Try it:
Output the material exactly, with every line intact.

Provided material:
++++++

PR #756, opened 2017-04-11
Close #306

### LINKED ISSUE #306: WIP Passwords present in logs
`moc.rest` is logging all API calls, with all parameters---and the `user_create` API call contains a password as a parameter.  So, `moc.rest` logs the password, too.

++++++

Output of the task:
PR #756, opened 2017-04-11
Close #306

### LINKED ISSUE #306: WIP Passwords present in logs
`moc.rest` is logging all API calls, with all parameters---and the `user_create` API call contains a password as a parameter.  So, `moc.rest` logs the password, too.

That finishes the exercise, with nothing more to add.